Aim of the task: Return every line of the data below that includes the string "issues".

Excerpted records:
============
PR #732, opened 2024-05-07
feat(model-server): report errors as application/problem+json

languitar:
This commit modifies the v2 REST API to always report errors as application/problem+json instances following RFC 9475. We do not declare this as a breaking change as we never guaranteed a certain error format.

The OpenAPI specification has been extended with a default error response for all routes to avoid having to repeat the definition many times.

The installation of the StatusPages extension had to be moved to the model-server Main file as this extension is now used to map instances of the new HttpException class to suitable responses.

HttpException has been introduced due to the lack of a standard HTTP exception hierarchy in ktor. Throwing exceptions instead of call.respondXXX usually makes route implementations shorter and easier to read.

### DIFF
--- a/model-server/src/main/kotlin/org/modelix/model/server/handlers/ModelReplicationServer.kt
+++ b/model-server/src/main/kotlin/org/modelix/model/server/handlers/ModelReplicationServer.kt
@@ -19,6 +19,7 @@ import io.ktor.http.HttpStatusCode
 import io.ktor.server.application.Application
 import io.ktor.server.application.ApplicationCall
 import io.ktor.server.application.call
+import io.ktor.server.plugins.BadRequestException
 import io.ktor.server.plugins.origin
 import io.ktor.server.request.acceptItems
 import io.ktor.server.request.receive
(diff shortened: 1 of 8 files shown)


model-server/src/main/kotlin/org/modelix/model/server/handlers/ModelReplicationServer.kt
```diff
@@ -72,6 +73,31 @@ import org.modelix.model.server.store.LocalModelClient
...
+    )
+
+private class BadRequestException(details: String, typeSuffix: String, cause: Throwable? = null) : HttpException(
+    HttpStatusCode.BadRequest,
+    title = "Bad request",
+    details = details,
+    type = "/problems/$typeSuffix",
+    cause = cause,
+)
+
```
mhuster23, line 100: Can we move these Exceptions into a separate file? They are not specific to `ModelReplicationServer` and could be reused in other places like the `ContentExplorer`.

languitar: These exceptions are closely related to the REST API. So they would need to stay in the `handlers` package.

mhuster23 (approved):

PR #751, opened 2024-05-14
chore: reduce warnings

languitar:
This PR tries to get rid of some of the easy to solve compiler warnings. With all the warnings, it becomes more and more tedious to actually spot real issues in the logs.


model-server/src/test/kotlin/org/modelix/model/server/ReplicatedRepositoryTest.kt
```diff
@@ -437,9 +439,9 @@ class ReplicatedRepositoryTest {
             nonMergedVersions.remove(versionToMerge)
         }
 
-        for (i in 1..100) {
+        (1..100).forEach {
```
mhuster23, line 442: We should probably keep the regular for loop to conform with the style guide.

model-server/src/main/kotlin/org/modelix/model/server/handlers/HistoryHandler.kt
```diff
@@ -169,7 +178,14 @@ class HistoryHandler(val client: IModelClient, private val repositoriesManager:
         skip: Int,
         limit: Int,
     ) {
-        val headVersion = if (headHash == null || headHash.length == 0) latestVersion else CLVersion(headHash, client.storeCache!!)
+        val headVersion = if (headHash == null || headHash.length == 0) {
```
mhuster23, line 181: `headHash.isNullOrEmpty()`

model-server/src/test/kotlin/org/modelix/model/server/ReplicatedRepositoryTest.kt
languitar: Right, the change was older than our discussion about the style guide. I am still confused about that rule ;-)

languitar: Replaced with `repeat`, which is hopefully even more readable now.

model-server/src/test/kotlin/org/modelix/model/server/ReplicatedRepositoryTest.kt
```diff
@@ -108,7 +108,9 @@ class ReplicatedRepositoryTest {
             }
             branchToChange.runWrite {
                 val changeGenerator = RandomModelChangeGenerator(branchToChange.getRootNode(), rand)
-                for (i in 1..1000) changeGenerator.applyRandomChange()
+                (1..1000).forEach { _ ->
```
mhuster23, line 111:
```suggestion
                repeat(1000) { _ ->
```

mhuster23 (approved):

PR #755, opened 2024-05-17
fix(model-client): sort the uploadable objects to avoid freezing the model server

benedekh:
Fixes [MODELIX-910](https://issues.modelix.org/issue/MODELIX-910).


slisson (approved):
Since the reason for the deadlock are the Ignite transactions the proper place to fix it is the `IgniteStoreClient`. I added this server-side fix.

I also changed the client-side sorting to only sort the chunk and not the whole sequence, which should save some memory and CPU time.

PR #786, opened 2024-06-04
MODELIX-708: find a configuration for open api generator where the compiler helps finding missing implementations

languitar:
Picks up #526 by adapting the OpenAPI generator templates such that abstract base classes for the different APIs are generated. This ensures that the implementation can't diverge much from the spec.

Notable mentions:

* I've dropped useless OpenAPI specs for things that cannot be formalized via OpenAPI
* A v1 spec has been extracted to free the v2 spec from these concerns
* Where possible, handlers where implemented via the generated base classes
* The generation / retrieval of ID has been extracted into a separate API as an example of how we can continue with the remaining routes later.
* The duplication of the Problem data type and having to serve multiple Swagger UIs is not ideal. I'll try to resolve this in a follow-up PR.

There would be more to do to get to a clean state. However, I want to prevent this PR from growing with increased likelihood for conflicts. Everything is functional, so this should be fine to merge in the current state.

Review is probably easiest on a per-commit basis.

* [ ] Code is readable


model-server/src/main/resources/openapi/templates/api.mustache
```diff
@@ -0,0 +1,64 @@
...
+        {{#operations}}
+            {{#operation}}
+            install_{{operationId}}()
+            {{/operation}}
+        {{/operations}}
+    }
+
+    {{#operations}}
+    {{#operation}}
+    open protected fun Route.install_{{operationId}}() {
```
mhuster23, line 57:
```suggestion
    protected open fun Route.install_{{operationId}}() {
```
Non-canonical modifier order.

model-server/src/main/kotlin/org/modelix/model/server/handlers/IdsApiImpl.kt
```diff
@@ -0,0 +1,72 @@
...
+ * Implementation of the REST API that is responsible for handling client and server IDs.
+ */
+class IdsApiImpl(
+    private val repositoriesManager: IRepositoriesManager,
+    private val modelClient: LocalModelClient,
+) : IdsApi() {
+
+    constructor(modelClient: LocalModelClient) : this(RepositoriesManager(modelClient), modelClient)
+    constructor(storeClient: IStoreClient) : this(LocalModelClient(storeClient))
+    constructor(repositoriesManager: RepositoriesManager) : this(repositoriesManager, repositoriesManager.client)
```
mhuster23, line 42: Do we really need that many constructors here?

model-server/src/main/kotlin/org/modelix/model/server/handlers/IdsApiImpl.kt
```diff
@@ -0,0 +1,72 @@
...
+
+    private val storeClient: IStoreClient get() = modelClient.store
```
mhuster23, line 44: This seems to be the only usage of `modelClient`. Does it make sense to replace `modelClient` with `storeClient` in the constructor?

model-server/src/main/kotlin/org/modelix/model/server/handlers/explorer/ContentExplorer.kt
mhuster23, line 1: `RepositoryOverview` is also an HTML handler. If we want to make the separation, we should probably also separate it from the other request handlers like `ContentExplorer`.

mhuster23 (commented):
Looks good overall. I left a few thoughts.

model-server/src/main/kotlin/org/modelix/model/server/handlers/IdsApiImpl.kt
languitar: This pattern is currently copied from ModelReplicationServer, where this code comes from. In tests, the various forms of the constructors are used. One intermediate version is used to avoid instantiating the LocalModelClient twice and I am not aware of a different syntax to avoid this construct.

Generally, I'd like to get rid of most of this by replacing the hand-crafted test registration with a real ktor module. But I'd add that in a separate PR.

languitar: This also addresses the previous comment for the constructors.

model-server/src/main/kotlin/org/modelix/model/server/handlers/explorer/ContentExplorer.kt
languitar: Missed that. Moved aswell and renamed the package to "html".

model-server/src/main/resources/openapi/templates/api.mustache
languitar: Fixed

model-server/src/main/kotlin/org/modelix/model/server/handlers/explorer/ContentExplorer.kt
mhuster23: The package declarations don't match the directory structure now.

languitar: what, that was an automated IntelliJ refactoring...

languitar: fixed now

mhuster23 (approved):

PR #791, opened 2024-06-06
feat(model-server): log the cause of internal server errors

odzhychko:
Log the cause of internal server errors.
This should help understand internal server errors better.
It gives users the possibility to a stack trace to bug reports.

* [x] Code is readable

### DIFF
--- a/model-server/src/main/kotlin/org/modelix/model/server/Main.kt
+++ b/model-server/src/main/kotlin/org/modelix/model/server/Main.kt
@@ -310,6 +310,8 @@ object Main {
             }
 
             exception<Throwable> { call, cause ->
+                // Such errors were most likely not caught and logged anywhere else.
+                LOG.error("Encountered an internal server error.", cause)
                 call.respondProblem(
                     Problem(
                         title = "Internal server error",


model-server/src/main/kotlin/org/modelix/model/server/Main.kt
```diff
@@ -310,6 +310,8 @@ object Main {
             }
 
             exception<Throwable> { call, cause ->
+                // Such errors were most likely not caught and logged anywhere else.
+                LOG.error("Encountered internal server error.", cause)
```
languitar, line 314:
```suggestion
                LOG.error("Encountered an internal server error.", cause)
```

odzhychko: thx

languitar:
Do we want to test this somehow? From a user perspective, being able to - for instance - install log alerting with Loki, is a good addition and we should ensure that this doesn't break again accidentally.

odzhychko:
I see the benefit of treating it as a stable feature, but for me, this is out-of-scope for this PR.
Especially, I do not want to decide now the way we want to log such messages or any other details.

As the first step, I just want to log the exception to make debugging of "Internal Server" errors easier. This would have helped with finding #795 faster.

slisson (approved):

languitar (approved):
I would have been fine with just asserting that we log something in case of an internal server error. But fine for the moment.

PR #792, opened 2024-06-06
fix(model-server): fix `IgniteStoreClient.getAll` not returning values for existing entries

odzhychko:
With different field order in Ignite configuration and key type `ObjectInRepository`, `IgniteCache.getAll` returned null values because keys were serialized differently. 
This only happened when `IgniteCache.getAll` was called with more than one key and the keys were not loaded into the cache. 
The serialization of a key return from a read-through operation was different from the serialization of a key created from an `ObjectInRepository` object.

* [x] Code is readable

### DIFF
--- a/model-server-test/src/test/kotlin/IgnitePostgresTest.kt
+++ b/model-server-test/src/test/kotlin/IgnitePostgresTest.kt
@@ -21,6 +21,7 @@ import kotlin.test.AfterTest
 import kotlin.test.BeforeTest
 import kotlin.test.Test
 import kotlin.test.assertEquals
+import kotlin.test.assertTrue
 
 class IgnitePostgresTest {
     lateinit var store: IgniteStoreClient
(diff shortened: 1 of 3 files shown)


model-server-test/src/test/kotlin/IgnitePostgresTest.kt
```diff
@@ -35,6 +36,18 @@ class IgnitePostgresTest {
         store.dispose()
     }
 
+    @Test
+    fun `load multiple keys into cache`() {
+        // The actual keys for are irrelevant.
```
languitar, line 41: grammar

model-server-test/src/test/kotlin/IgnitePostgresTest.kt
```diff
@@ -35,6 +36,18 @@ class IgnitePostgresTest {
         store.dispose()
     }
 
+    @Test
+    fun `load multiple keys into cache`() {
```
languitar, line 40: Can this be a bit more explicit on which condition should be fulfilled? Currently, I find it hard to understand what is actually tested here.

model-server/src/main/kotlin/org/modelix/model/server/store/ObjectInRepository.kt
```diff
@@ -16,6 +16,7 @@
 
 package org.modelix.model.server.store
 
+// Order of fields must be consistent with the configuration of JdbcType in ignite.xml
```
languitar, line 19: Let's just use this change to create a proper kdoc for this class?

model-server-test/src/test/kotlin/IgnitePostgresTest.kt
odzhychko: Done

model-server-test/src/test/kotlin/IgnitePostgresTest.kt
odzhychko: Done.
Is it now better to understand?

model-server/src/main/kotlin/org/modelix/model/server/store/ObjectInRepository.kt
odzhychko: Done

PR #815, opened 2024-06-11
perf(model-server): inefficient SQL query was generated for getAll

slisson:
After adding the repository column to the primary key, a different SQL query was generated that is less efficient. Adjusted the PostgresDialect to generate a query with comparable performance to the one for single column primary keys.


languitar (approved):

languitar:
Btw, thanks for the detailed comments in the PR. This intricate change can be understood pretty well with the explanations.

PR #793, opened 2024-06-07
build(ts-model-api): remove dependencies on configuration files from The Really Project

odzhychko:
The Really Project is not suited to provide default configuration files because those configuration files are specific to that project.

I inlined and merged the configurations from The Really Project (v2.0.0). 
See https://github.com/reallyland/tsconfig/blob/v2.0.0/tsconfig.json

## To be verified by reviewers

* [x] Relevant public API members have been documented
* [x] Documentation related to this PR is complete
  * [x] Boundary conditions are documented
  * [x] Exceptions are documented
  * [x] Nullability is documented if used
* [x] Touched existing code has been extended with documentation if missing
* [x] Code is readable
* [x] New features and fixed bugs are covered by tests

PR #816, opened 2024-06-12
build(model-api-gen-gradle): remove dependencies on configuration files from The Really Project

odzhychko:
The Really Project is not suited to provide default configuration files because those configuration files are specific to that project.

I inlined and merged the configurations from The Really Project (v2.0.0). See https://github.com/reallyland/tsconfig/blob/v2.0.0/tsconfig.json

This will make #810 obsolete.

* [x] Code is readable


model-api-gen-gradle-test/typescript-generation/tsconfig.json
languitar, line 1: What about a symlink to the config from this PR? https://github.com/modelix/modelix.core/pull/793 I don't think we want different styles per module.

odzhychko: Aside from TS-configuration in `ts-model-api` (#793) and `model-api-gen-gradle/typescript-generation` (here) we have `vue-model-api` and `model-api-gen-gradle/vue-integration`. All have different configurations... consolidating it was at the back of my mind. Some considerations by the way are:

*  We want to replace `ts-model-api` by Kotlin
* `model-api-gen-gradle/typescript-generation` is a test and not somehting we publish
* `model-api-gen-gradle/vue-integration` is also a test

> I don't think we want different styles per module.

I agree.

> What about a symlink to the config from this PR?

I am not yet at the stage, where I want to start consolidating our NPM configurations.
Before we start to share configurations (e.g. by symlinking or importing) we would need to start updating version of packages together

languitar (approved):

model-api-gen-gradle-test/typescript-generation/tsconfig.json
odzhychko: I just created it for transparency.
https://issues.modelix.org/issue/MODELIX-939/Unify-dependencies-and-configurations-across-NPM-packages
============
Response for this exercise:
This PR tries to get rid of some of the easy to solve compiler warnings. With all the warnings, it becomes more and more tedious to actually spot real issues in the logs.
Fixes [MODELIX-910](https://issues.modelix.org/issue/MODELIX-910).
https://issues.modelix.org/issue/MODELIX-939/Unify-dependencies-and-configurations-across-NPM-packages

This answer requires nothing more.